Hinweis: Der Inhalt dieses Beitrags in Wort und Bild basiert auf der Faktenlage zum Zeitpunkt der Erstveröffentlichung (14.02.2012)

Wien, 14.02.2012

Seit über 10 Jahren gibt es in Innsbruck lautstarke Proteste gegen die ?Tiroler Jagdtage", die vergangenes Wochenende in der Innsbrucker Messehalle veranstaltet wurden

Seit über 10 Jahren gibt es in Innsbruck lautstarke Proteste gegen die „Tiroler Jagdtage", die vergangenes Wochenende in der Innsbrucker Messehalle veranstaltet wurden

Wie auch die letzten Jahre veranstalteten TAT (Tierschutz Aktiv Tirol), die Tiroler VGT-Gruppe und MegA (Menschen Gegen Ausbeutung) diese Jagddemonstrationen. Diesmal fand allerdings zeitgleich eine weitere wichtige Kundgebung statt. International wurde an dem Tag gegen das drohende ACTA-Abkommen protestiert, welches nicht nur Bürger_innenrechte dramatisch beschneidet, sondern auch gewohntes politisches Engagagement stark einschränken könnte. Wohl weil gerade die Tierbefreiungsbewegung was Repression betrifft besonders hellhörig geworden ist – nicht zuletzt aufgrund des berüchtigten Tierschutzprozess – wurde auf einigen Demoschildern an diesem Tag sowohl der grausamen Jagdmord wie auch ACTA kritisiert: „Für die Befreiung von Mensch und Tier! Jagd abschaffen, ACTA verhindern!" war da zu lesen.

Der Demomarsch gegen die Jagd startete um 14:30 mit etwa 50, den arktischen Temperaturen trotzenden, Aktivist_innen. Wie immer getragen von mehreren Trommler_innen der Affinitygroup Mega (Menschen gegen Ausbeutung), mit unzähligen Transparenten und Schildern, Tragbahren mit einerseits einem getöteten Fuchs und andererseits mit einem Jäger, Fahnen, Flugzetteln und Megaphon. Lautstark skandierend zog der Protestmarsch dann ins Innsbrucker Zentrum.

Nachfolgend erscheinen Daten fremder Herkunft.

PR #6604, opened 2020-11-23
chore(ci) build grpcurl

gszr:
- build grpcurl from a given sha / tag
- cherry-pick bot detection tests that rely on a new grpcurl feature - closes https://github.com/Kong/kong/pull/6252


spec/03-plugins/01-tcp-log/01-tcp-log_spec.lua
```diff
@@ -435,7 +435,7 @@ for _, strategy in helpers.each_strategy() do
       local log_message = cjson.decode(res)
 
       assert.equal("grpcs", log_message.service.protocol)
-      assert.equal("TLSv1.2", log_message.request.tls.version)
+      assert.equal("TLSv1.3", log_message.request.tls.version)
```
gszr, line 438: unsure why this is needed, but i suspect go / go grpc changed its default tls version

Makefile
```diff
@@ -122,10 +123,16 @@ dependencies: bin/grpcurl
 	  fi \
 	done;
 
+tmp_dir=$(shell mktemp -d)
 bin/grpcurl:
```
dndx, line 127: Will this lack of dependency causing `bin/grpcurl` to be rebuilt every time `make dev` is run? I knew it did that for the old `curl` downloaded version and I had to comment it out every time to speed up development.

gszr: I won't - notice the target name is the file name.

dndx (approved):

Makefile
dndx: Tested locally and confirmed :)

gszr: Thanks @dndx!

PR #6608, opened 2020-11-27
feat(migrations) allow up_f field in Cassandra migrations

kikito:
The initial assumption behind only allowing strings of SQL and CQL on the "up" side of migrations was that the operations on this phase needed to be safe, fast and reentrant.

Unfortunately CQL is much more limited than Pg's SQL. So what's trivial to do in Pg is impossible to do in Cassandra. So we arrive to a point where trivial and safe operations get delayed to the `teardown` phase, simply because they need a more complete language than CQL to be done.

This change adds a new `up_f` method to which accepts a Lua function with a connector, effectively allowing the use of Lua inside Cassandra migrations' "up" phase. While adding the same features in Postgres would not be difficult, we think that SQL is powerful enough to do most "safe" things we need (perhaps with some trivial string replacement from Lua).

A migration can have both up and up_f. In that case, the up string is run first, and up_f immediately afterwards.

Incidentally we have also changed the validations on the migrations schema so that `up` isn't always required. This validation has forced us to set it to "" (empty string) in the past, which is not ideal.

### DIFF
--- a/kong/db/init.lua
+++ b/kong/db/init.lua
@@ -547,12 +547,25 @@ do
         if run_up then
           -- kong migrations bootstrap
           -- kong migrations up
-          ok, err = self.connector:run_up_migration(mig.name,
-                                                    strategy_migration.up)
-          if not ok then
-            self.connector:close()
-            return nil, fmt_err(self, "failed to run migration '%s' up: %s",
-                                mig.name, err)
+          if strategy_migration.up and strategy_migration.up ~= "" then
+            ok, err = self.connector:run_up_migration(mig.name,
+                                                      strategy_migration.up)
+            if not ok then
+              self.connector:close()
+              return nil, fmt_err(self, "failed to run migration '%s' up: %s",
+                                  mig.name, err)
+            end
+          end
+
+          if strategy_migration.up_f then
+            local pok, perr, err = xpcall(strategy_migration.up_f,
+                                          debug.traceback, self.connector,
+                                          mig_helpers)
+            if not pok or err then
+              self.connector:close()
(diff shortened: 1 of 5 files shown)


kong/db/init.lua
```diff
@@ -547,12 +547,24 @@ do
...
+                                                      strategy_migration.up)
+            if not ok then
+              self.connector:close()
+              return nil, fmt_err(self, "failed to run migration '%s' up: %s",
+                                  mig.name, err)
+            end
+          end
+
+          if strategy_migration.up_f then
+            ok, err = self.connector:run_up_migration(mig.name,
```
dndx, line 561: I see in https://github.com/Kong/kong/pull/6608/files#diff-13a8c7acbd78b8151e140a4d391bd6f5639f126ca5d6c2501b214af616b69e1bR603-R604

we simply called

```lua
xpcall(f, debug.traceback, self.connector, mig_helpers)
```

for executing the `teardown` callbacks. Can we do the same for `strategy_migration.up_f`? this seems to avoid the special handling needed inside the connector code.

dndx (commented):
Recommends we should also add some simple test cases inside:

`spec/01-unit/01-db/01-schema/10-migrations_spec.lua` for migrations schema and,

`spec/fixtures/custom_plugins/kong/plugins/with-migrations/migrations/`, `spec/02-integration/02-cmd/10-migrations_spec.lua` for testing the execution of the newly added callback.

@kikito what do you think?

kong/db/init.lua
kikito: Good point! I extracted the `pcall` to `kong/db/init.lua`. The connector has no changes now, looks much better.

dndx (approved):

PR #6610, opened 2020-11-27
Nginx proxy testbed

locao:
This PR removes the not so reliable `http_server` and adds a testbed that uses Nginx.


kidd:
It seems it will be fine but, do you think this will have any impact on EE tests?

Tieske:
is there a reason to use another nginx instance and not the one in Kong itself using the server block injection?

for example: https://github.com/Kong/kong-plugin-aws-lambda/blob/master/spec/plugins/aws-lambda/99-access_spec.lua#L14-L92

locao:
> It seems it will be fine but, do you think this will have any impact on EE tests?

It probably will have, yes. Every test that uses the `http_server` from `spec.fixtures.balancer_utils` needs to be changed to use this one. I will take a look at how many tests would have to be changed, but it's a simple change anyway.

spec/fixtures/https_server.lua
```diff
@@ -0,0 +1,235 @@
+local https_server = {}
+https_server.__index = https_server
+
+
+local fmt = string.format
+local nginx_tpl_file = require 'spec.fixtures.nginx_conf_template'
```
dndx, line 6: I wonder if another name like "spec.fixtures.balancer_nginx_conf_template" is better, because this name on the first look seems like a Kong template and may be confusing.

dndx (approved):
Good job! Left a minor comment, but this PR is one step towards the right direction and I will not hesitate to merge it (compared to what we had before).

Also, could you answer @Tieske 's above comment on running the mock upstream inside the Kong nginx process as well?

spec/fixtures/https_server.lua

Dort passierte der Demomarsch gegen die Jagd auch die Protestveranstaltung gegen das ACTA Abkommen. „Animal liberation, human rights; one struggle one fight!" tönte es lautstark aus der Tierrechtsdemo, und die Teillnehmen_Innen der Anti-ACTA Demo skandierten zum Teil entschlossen mit und applaudierten. 

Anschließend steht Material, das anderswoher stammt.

PR #9845, opened 2022-11-30
refactor(clustering): tune wrpc data plane 

chronolaw:
### Summary

Simplify the code of data plane, make it more human friendly.

### Checklist

- [x] There's no entry in the CHANGELOG
- [x] There is no user-facing docs PR against https://github.com/Kong/docs.konghq.com - PUT DOCS PR HERE

### Full changelog

* remove redundant `is_dp_worker_process()`
* `do end` block for `get_services`
* refactor `config_thread` with `goto continue`
* refactor `communicate()`
* rename `self.child` to `self.wrpc_handler`

### DIFF
--- a/kong/clustering/init.lua
+++ b/kong/clustering/init.lua
@@ -35,11 +35,6 @@ function _M.new(conf)
   local key = assert(pl_file.read(conf.cluster_cert_key))
   self.cert_key = assert(ssl.parse_pem_priv_key(key))
 
-  if conf.role == "control_plane" then
-    self.wrpc_handler =
-      require("kong.clustering.wrpc_control_plane").new(self.conf, self.cert_digest)
-  end
-
   return self
 end
 
@@ -53,6 +48,9 @@ function _M:init_cp_worker(plugins_list)
 
   events.init()
 
+  self.wrpc_handler =
+    require("kong.clustering.wrpc_control_plane").new(self.conf, self.cert_digest)
+
   self.wrpc_handler:init_worker(plugins_list)
 end
 
@@ -63,8 +61,9 @@ function _M:init_dp_worker(plugins_list)
       return
     end
 
-    self.child = require("kong.clustering.wrpc_data_plane").new(self.conf, self.cert, self.cert_key)
-    self.child:init_worker(plugins_list)
+    self.wrpc_handler =
+      require("kong.clustering.wrpc_data_plane").new(self.conf, self.cert, self.cert_key)
+    self.wrpc_handler:init_worker(plugins_list)
   end
 
   assert(ngx.timer.at(0, start_dp))
--- a/kong/clustering/init.lua
+++ b/kong/clustering/init.lua
@@ -63,6 +63,7 @@ function _M:init_dp_worker(plugins_list)
 
     self.wrpc_handler =
       require("kong.clustering.wrpc_data_plane").new(self.conf, self.cert, self.cert_key)
+
     self.wrpc_handler:init_worker(plugins_list)
   end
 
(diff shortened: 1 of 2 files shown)


kong/clustering/init.lua
```diff
@@ -53,22 +48,29 @@ function _M:init_cp_worker(plugins_list)
 
   events.init()
 
+  self.wrpc_handler =
+    require("kong.clustering.wrpc_control_plane").new(self.conf, self.cert_digest)
+
```
StarlightIbuki, line 53: Notice this was at `init` phase, and this change makes it happen at `init_worker`.

kong/clustering/init.lua
```diff
@@ -53,22 +48,29 @@ function _M:init_cp_worker(plugins_list)
...
     if premature then
       return
     end
 
-    self.child = require("kong.clustering.wrpc_data_plane").new(self.conf, self.cert, self.cert_key)
-    self.child:init_worker(plugins_list)
+    self.wrpc_handler =
+      require("kong.clustering.wrpc_data_plane").new(self.conf, self.cert, self.cert_key)
+
+    self.wrpc_handler:init_worker(plugins_list)
```
StarlightIbuki, line 67: Same here. Is it necessary for every worker to load its own copy of `wrpc_data_plane`, especially given that only #0 is actually using it?

kong/clustering/wrpc_data_plane.lua
```diff
@@ -82,20 +75,23 @@ local function init_config_service(service)
...
 
-  return wrpc_services
+  get_services = function()
+    if not wrpc_services then
+      wrpc_services = wrpc_proto.new()
+
+      wrpc_services:import("kong.services.config.v1.config")
+      wrpc_services:set_handler("ConfigService.SyncConfig", config_handler)
+
+      init_negotiation_client(wrpc_services)
```
StarlightIbuki, line 87: It might be OK to put `nego` service initialization after `conf` service, but they were intentionally ordered as nego happens before conf.

kong/clustering/wrpc_data_plane.lua
```diff
@@ -245,31 +252,44 @@ local function communicate_impl(dp)
...
-  return ngx.timer.at(reconnection_delay or 0, communicate_loop, dp)
-end
+local function communicate(dp, reconnection_delay)
 
-function communicate_loop(premature, dp)
-  if premature then
-    -- worker wants to exit
-    return
-  end
+  local communicate_loop = function(premature, dp)
```
StarlightIbuki, line 258: why not just
```suggestion
  local  function communicate_look(premature, dp)
```

StarlightIbuki: I prefer not to make it nested. That's the reason I wrote "local communicate_loop" and defined it later.

chronolaw: I agree. But I also don't like forward declare vars, which makes the code too hard to read.

kong/clustering/init.lua
StarlightIbuki: But it's required for every worker. I guess the original idea to require in phase handler is to reduce the `require` cost for non-DP(CP or traditional), but this causes multiple copy.

kong/clustering/wrpc_data_plane.lua
StarlightIbuki: Just for readability. It's fine for both orders.

chronolaw:
Considering the future refactoring, this code may be useless, so I close it.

Außerordentliche Polizeipräsenz!
Die 50-köpfige laute und entschlossene Anti-Jagd-Demo wurde im übrigen ständig von 4 bis 5 vollbesetzten Polizeibussen eskortiert. Die 400-Teilnehmer_Innen starke, recht leise Demo gegen ACTA hingegen wurde lediglich von einem Polizeibus begleitet. Es scheint als würde die inoffizielle Vorgehensweise der Sonderkommission gegen Tierrechtsaktivismus nach wie vor vollzogen! In einem SOKO-Bericht vom 23. 01. 2008 wurde festgelegt, dass bei jedem Tierschutzinformationstisch und jeder Kundgebung „egal unter welchem Motto" in ganz Österreich Polizei in voller Montur deutlich wahrnehmbar präsent sein soll, weil so die „Tierschützer auch in der Öffentlichkeit in das Licht der außergewöhnlich gefährlichen Demonstranten gerückt" werden sollten!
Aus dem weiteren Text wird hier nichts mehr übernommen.